Stored items
# # #

PR #3331, opened 2021-10-11
Hook funs

NelsonVides:
It's a bit pointless to be passing to gen_hook a function reference, even as to make gen_hook throw an error and prevent altogether the registration of a hook if the given fun is not strictly external, only to then extract the module and function atoms and use them to call the function through an `erlang:apply/3` proxied through another module. Instead we can store the function reference, have the hook record that will be stored in the ets table be a word smaller (one field less in the tuple), and use the ref to call the function, which has a theoretical performance advantage.
In line with this, get rid of the `safely` module, that is being barely used anywhere.

### DIFF
--- a/src/gen_hook.erl
+++ b/src/gen_hook.erl
@@ -52,11 +52,8 @@
 
 -export_type([hook_fn/0, hook_list/0]).
 
--record(hook_handler, {%% 'prio' field must be the first
-                       %% this is required for the proper sorting.
-                       prio :: pos_integer(),
-                       module :: module(),
-                       function :: atom(), %% function name
+-record(hook_handler, {prio :: pos_integer(),
+                       hook_fn :: hook_fn(),
                        extra :: map()}).
 
 -define(TABLE, ?MODULE).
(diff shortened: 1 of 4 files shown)


mongoose-im:
[small_tests_24](https://circleci.com/gh/esl/MongooseIM/78502) / small_tests / e9bc6bc4deb9bcba9c8a781c8b805a6a9891fa56
Reports [root](http://esl.github.io/circleci-mim-results/s3_reports.html?prefix=PR/3331/78502/small_tests.24.0.5) / [small](https://circleci-mim-results.s3.eu-central-1.amazonaws.com/PR/3331/78502/small_tests.24.0.5/small/ct_run.mongooseim@localhost.2021-10-11_07.18.33/lib.mongooseim.logs/run.2021-10-11_07.18.33/suite.log.html)

DenysGonchar:
> So after discussing this with @DenysGonchar, action points are:
> 
>     * `safely:apply` returns, but with better distinguishing of error types, currently it returns the stacktrace only for the `error` case, and makes all exception classes an `'EXIT'` tagged tuple, which is misleading, that tag is used for real exits elsewhere in Erlang/OTP.
> 
>     * `mongoose_domain_core` should at least log errors when doing `safely:apply` and not just ignore all return values.
> 
>     * hook removal needs to do manual comparison of function objects, by running `fun_info` on the comparison strategy, ensuring handlers comparison will be systematic.

Thanks for putting here the summary of the discussion.

mongoose-im:
[small_tests_24](https://circleci.com/gh/esl/MongooseIM/78793) / small_tests / 60502a357ac553e4d7c48b06be06beb3749e336f
Reports [root](http://esl.github.io/circleci-mim-results/s3_reports.html?prefix=PR/3331/78793/small_tests.24.0.5) / [small](https://circleci-mim-results.s3.eu-central-1.amazonaws.com/PR/3331/78793/small_tests.24.0.5/small/ct_run.mongooseim@localhost.2021-10-12_10.31.07/lib.mongooseim.logs/run.2021-10-12_10.31.08/suite.log.html)

PR #3334, opened 2021-10-13
Fix missing "/" for make_request

imcyee:
Currently, `FullPath` is missing '/' in MongooseIM/src/mongoose_http_client.erl, because fix_path has removed '\'.
A prefix like `localhost:5005` and a path of `/notification` will be `localhost:5005notification` instead of `localhost:5005/notification`
Here are the flow:
https://github.com/esl/MongooseIM/blob/0497dd8d632baa357af2b4655c7afcd32ca768d7/src/event_pusher/mod_event_pusher_http.erl#L97-L98

request path is stripped. 
https://github.com/esl/MongooseIM/blob/0497dd8d632baa357af2b4655c7afcd32ca768d7/src/event_pusher/mod_event_pusher_http.erl#L138-L139

but it is missing the '/' at
https://github.com/esl/MongooseIM/blob/0497dd8d632baa357af2b4655c7afcd32ca768d7/src/mongoose_http_client.erl#L53-L54

Do we need to remove the strip_path or add '/' to make_request like:
`FullPath = <<PathPrefix/binary, "/", Path/binary>>,`

### DIFF
--- a/src/mongoose_http_client.erl
+++ b/src/mongoose_http_client.erl
@@ -51,7 +51,8 @@ make_request(Host, PoolTag, Path, Method, Headers, Query) ->
     end.
 
 make_request(Host, PoolTag, PathPrefix, RequestTimeout, Path, Method, Headers, Query) ->
-    FullPath = <<PathPrefix/binary, "/", Path/binary>>,
+    FixedPath = fix_path(Path),
+    FullPath = <<PathPrefix/binary, FixedPath/binary>>,
     Req = {request, FullPath, Method, Headers, Query, 2, RequestTimeout},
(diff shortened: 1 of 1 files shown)


imcyee:
@vkatsuba  will get back to this later. Currently hands are tied.

gustawlippa:
Maybe the code changed in the meantime, but the issue seems to be resolved. You shouldn't put the host inside the prefix parameter - please see https://esl.github.io/MongooseDocs/latest/configuration/outgoing-connections/#http-options for examples. The `"/"` prefix _after_ the domain part (possibly with a port) will be added by default.

PR #3345, opened 2021-10-19
Add mongoose_backend:get_backend_name

gustawlippa:
This is analogous to the function exposed in the dynamically compiled backends. It is used in some places in MIM, and while the "backend_name" (the last part of the backend module name, like `pgsql`, `mnesia` etc.) can be extracted via string manipulation, it seems cleaner to just reintroduce this function.

This change goes together with an update in `mongoose_helper` for the big tests. It is used to check if the suites finished dirty or not. After all backends will have been refactored, we can get rid of the `*_old` functions of course.

### DIFF
--- a/src/mongoose_backend.erl
+++ b/src/mongoose_backend.erl
@@ -6,10 +6,13 @@
          call_tracked/4,
          get_backend_name/2]).
 
+%% remove after mongoose_rdbms is refactored not to use dynamically compiled backend
+-ignore_xref([get_backend_name/2]).
+
 %% Legacy call from backend_module
 -export([ensure_backend_metrics/2]).
 
-%% For debugging
+%% For debugging and tests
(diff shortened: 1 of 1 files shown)


mongoose-im:
[small_tests_24](https://circleci.com/gh/esl/MongooseIM/80702) / small_tests / 01fb11a7ca8a5d78d3905b82e5e92aed35ee8723
Reports [root](http://esl.github.io/circleci-mim-results/s3_reports.html?prefix=PR/3345/80702/small_tests.24.0.5) / [small](https://circleci-mim-results.s3.eu-central-1.amazonaws.com/PR/3345/80702/small_tests.24.0.5/small/ct_run.mongooseim@localhost.2021-10-20_08.57.05/lib.mongooseim.logs/run.2021-10-20_08.57.06/suite.log.html)

Issue #443, opened 2019-11-26
Should we express "contact"  by a relation rather than a region distance?


gabbard:
In defining regions, Landau and Jackendoff distinguish four differences from a reference object: INTERIOR, EXTERIOR-BUT-IN-CONTACT, PROXIMAL, and DISTAL.  

The one tricky case is the distance category EXTERIOR-BUT-IN-CONTACT, which adds the additional requirement of "contactingness" to a purely spatial constraint.  I am wondering if it would be cleaner to diverge from L&J here and just have three distance values, INTERIOR, PROXIMAL, and DISTAL, and to encode contact between objects as a relation.

LichMaster98:
After our discussion on the 27th, we decided to move forward with this idea. 
https://github.com/isi-vista/adam/issues/450

gabbard:
Closed as duplicate of #450

PR #533, opened 2020-01-16
changed represenation of contacts relation

### LINKED ISSUE #450: Move our representation of `contacts` into a relationship rather than a distance in our regions
Originally we intended to do the idea of `contacts` in this relational method but we changed to use the Biederman representation of `exterior-but-in-contacts` being a distance in regional representation. We've found that this model can create a confusing interpretation of how regions of objects overlap. To solve this issue we're going to move the `exterior-but-in-contacts` distance into a relationship of `contacts`.

The DSL for `contacts` should create the relationship between both the objects, as well as assign a `proximal` region relationship. As objects which are in contact are, by definition, `proximal` to each other.

denizbeser:
Closes #450


gabbard:
This change has been backlogged (#443 ); closing this PR for now.

PR #538, opened 2020-01-24
"Added FilePath conversion to work on any OS"

### LINKED ISSUE #537: Support OS Specific File Paths in Visualization (Panda3d)
Panda3d was not able to locate my `.egg` model files on my windows system until I noticed this in `panda3d_interface.py` (Ln 194):
`working_dir = os.path.abspath((sys.path[0]))`
When run on a windows system, this creates a path using `\` characters, which is not recognized by panda3d, raising an IOError.

aakum03:
Closes #537 
Adds:
 `from panda3d.core import Filename` 
and use that to:
 `working_dir = Filename.fromOsSpecific(os.path.abspath((sys.path[0])))`
This creates a Path `(working_dir)` that Panda3d can read regardless of OS.


aakum03:
@chris-jenkins-isi can it be merged?

PR #561, opened 2020-02-06
Initial start at go with prepositions

### LINKED ISSUE #549: GO curriculum with prepositions
region = destination:
_to, in, beside_

region = destination or path:
_behind, in front of, over, under_

LichMaster98:
Closes #549

### DIFF
--- a/adam/curriculum/verbs_with_dynamic_prepositions_curriculum.py
+++ b/adam/curriculum/verbs_with_dynamic_prepositions_curriculum.py
@@ -207,7 +207,7 @@ def _go_over_template(
                         Region(
                             goal_object,
                             distance=DISTAL if is_distal else PROXIMAL,
-                            direction=GRAVITATIONAL_DOWN,
+                            direction=GRAVITATIONAL_UP,
                         ),
                     ),
                 ],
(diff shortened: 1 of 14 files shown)


LichMaster98:
This PR is rebased on #562 as it needs the requirements of having a default addressee in the scene.

adam/curriculum/verbs_with_dynamic_prepositions_curriculum.py
```diff
@@ -0,0 +1,443 @@
...
+                GO,
+                argument_roles_to_fillers=[
+                    (AGENT, agent),
+                    (
+                        GOAL,
+                        Region(
+                            goal_object,
+                            distance=DISTAL if is_distal else PROXIMAL,
+                            direction=Direction(
+                                positive=False,
```
gabbard: Can you try to think through what changes we need so that we can account for the positive direction of an axis not being correlated with whether it faces a given person?

We might need to modify `AxisFunctions` to return axis-sign tuples.

LichMaster98:
Due to pulling out the changes for the English language generator and the learner as default I've elected to start a new PR from master rather than fiddle with a rebase as the former will be faster. See https://github.com/isi-vista/adam/pull/576 for the new "go" PR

# # #

*Exercise requirements:* Read through the entries above, and wherever a line holds the string "vista", copy it.

*Your response:*
https://github.com/isi-vista/adam/issues/450
Due to pulling out the changes for the English language generator and the learner as default I've elected to start a new PR from master rather than fiddle with a rebase as the former will be faster. See https://github.com/isi-vista/adam/pull/576 for the new "go" PR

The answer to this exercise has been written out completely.